When Nouri al-Maliki’s Iraqi Army runs for the rear against Moqtada al-Sadr’s Jaish al-Mahdi, U.S. armor rides to Maliki’s rescue. We’re now in the thick of an intra-Shiite power struggle. Happy Friday! I’ll outsource commentary to my Iraq-vet friend Abu Muquwama, who says what needs to be said:
If Abu Muqawama was leading one of those U.S. units into Sadr City past a bunch of Iraqi Army soldiers hanging out on the outskirts, he would not be happy. He would be asking himself a) why is he the one establishing the authority of the Iraqi state and not the Iraqi Army and b) why is he duking it out with a militia with broad popular support so that another Iran-backed political party can win a bigger share of the vote in the fall?
Now Iraqi Army units are calling for U.S. and UK military units to lend direct support in Basra as well.

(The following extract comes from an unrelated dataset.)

PR #220, opened 2026-08-01
[FLINK-40273][docs] Update JDBC documentation for the 4.x module split and APIs

spuru9:

The JDBC connector documentation still describes the 3.x connector. FLINK-36659 removed the `flink-connector-jdbc` module and bumped the version to `4.0-SNAPSHOT`, but `docs/data/jdbc.yml` was never updated, and several features added since have gone undocumented.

In Lebanon, in September 1983, the U.S. lent direct support to what it assumed was a national institution, the Lebanese Army, in the battle at Souk el-Gharb. By doing so, it became, in the eyes of the rest of the Lebanese population, just another militia. The U.S. history in Iraq is more complicated, obviously, but what’s happening now is the U.S. is throwing our lot in with ISCI in the upcoming elections. And all Abu Muqawama is saying is, there better be a whole lot of quid pro quo going on as well.
Lots of smart counterinsurgents have been pushing an understanding of Iraq that argues that the U.S. is just the biggest militia/tribe of them all. To put it differently, we’re not even an occupying force — occupiers tend to, you know, control stuff – but rather yet another faction. It has some plausibility. But we might consider that we’re not even the most powerful militia in Iraq.